The Manor of Nether Hall remained in the possession of the de Pakenham's for about six descents. Theobald de Pakenham, the last holder, died without male issue. His granddaughter, Margaret, married Sir William de Bardwell, the standard bearer to Edward, the Black Prince. Nether Hall Manor then came into the possession of Bury St Edmunds Abbey. Following the Dissolution of the Monasteries it was acquired by Thomas Bacon and his son, George, who died in 1579. It then passed to his son and heir, John. This same Thomas Bacon, a member of a branch of the famous Bacon family of that era, was seated at Hessett. It was then purchased by the mercantile Bright family, who occupied Nether Hall for one hundred and sixty-four years. Robert Bright, the purchaser, is noted chiefly for the building of Newe House which was completed in 1622. He erected it originally to be his own residence; and his eldest, married son, Thomas lived in Nether Hall. Nether Hall remained in the possession of the Bright family until 1765.

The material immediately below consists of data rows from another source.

PR #1054, opened 2025-09-24
Multipage handling for arena scug selection

CptnRedstone:
Handling for multiple pages of slugcats in the arena character select menu, so really high counts of modded scugs don't start to flow off of the screen. Includes full rebinds for controller support, and will only render one row when a second isn't needed for a cleaner look.
Also forces the "random" icon to be between vanilla and modded scugs, and adds a proper modulo function to extensions, since for some abhorrent reason C#'s % doesn't handle negative dividends correctly.

Based on https://github.com/henpemaz/Rain-Meadow/pull/1038, will require that to be merged first.


6fears7:
Depends on #1038

henpemaz (approved):

PR #1056, opened 2025-09-24
Story client debug info on dev tools 

CptnRedstone:
In story lobbies, players' names in the dev tools overlay will have an additional [] that will contain any amount of the following flags:
S = Ready to shelter
G = Trying to go through a gate
D = Dead
L = Waiting in lobby
This is intended to make it easier for lobby hosts to identify who is preventing a gate or shelter from working, whether a bug or not.

### DIFF
--- a/Online/DebugOverlay.cs
+++ b/Online/DebugOverlay.cs
@@ -1,3 +1,4 @@
+using Ionic.Zlib;
 using RWCustom;
 using System;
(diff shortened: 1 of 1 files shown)


henpemaz (approved):
Good functionality to have for story

That second TryGetData should maybe be inside the if for safety but can be addressed later

PR #1062, opened 2025-09-27
DLL Cache

invalidunits:
Store all dynamic methods in a into a DLL. This theoretically makes the startup faster and works great with Dnspy for debugging serialization.


6fears7 (dismissed):
This is pretty far outside my C# wheelhouse. Great idea though for debugging. Blindly approving and deferring to Henpe

henpemaz:
This does seem cool for debugging, as for performance we're talking about 0.4s to generate those. Lets wait for the watcher dust to settle a bit before we get this and the overlay changes in

PR #1063, opened 2025-09-27
Revert 992 load when available

6fears7:


6fears7:
sorry, I have an actual PR I was working from. This is irrelevant

PR #1069, opened 2025-09-28
Watcher50 storymenu

invalidunits:
Hopefully the last story menu update

### DIFF
--- a/Story/StoryOnlineMenu.cs
+++ b/Story/StoryOnlineMenu.cs
@@ -532,18 +532,26 @@ namespace RainMeadow
         {
             if (OnlineManager.lobby.isOwner)
             {
+                for (int i = 0; i < slugcatPages.Count; i++)
+                {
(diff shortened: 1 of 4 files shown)


Story/StoryOnlineMenu.cs
```diff
@@ -535,22 +533,53 @@ private void SetupSlugcatList()
 
         void RefreshPages()
         {
-            if (!OnlineManager.lobby.isOwner || !isPrevOwner)
+            if (OnlineManager.lobby.isOwner)
```
6fears7, line 536: What do you think of my implementation? check isPrevOwner

invalidunits: Copied from discord

The top half of the RefreshPage if exists so that If the lobby get's transferred to you, you'll see your own savefiles instead of the previous owners.

Of course if your implementation is more stable feel free to revert these changes.

PR #1073, opened 2025-10-02
1.7.1

6fears7:
## Hotfix 1.7.1 TODO

- [x] - Force modmanager restart on MSC/Watcher change
image

- [x] - Add dropslug() to dead scugs
- [x] - (maybe) resolve watcher warp null refs
- [x] - Fix SetInteractionState on chat process shutdown
- [x] ???

Anyone got anything else they feel should be included in this batch?


niacdoial:
I don't know if it's new with 1.7 or if it's somehow exclusive to the router stuff, but there was a bug where, when somebody changed bodies in Meadow mode, some other player might half-freeze (nothing can move but particle effects and audio still play) while NREs are spammed in the console.
I already bandaid-fixed this in a different PR, but I wonder if it's linked to a deeper problem.

henpemaz (approved):

PR #1074, opened 2025-10-02
fix? NRE sometimes happening when another player changes species

niacdoial:
actually I have no idea if this might cause more issues but I don't think so given there's already something that discards nulls in this line


henpemaz (approved):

Mary Bright, daughter of the fourth Thomas Bright, was the last of the name to inherit Nether Hall. She married Edmund Tyrell, of Plashwood Hall, Haughley, in 1744, and the estate was inherited by their son, Edmund Tyrell, after the death of his father. This son, who had also inherited Plashwood Hall, sold the Nether Hall estate to George Chinery, of Bury St. Edmunds. In 1807 he left the Nether Hall estate to his nephew, the Rev. William Bassett, who was Rector of Thurston. His son, William C. Bassett succeeded by entail and was residing in Nether Hall in 1857. The Nether Hall Estate changed hands again in 1886 when it was purchased by William Hardcastle for £38,000. He never lived in Nether Hall, and he very soon sold it to Sir Edward Greene, 1st Baronet, the Member of Parliament for Bury St Edmunds. When his son, Sir Raymond Greene, 2nd Baronet, died in 1920, the whole Estate was sold by his heirs to Mr A.J. Edwards, and then to the Martin family who modernised the interior of the building. Under the Martins Nether Hall became a country club of the Kristina Martin Charitable Trust. Nether Hall thus became a Country Club within the Trust. Mr Martin sold Nether Hall to the current occupants in 1987.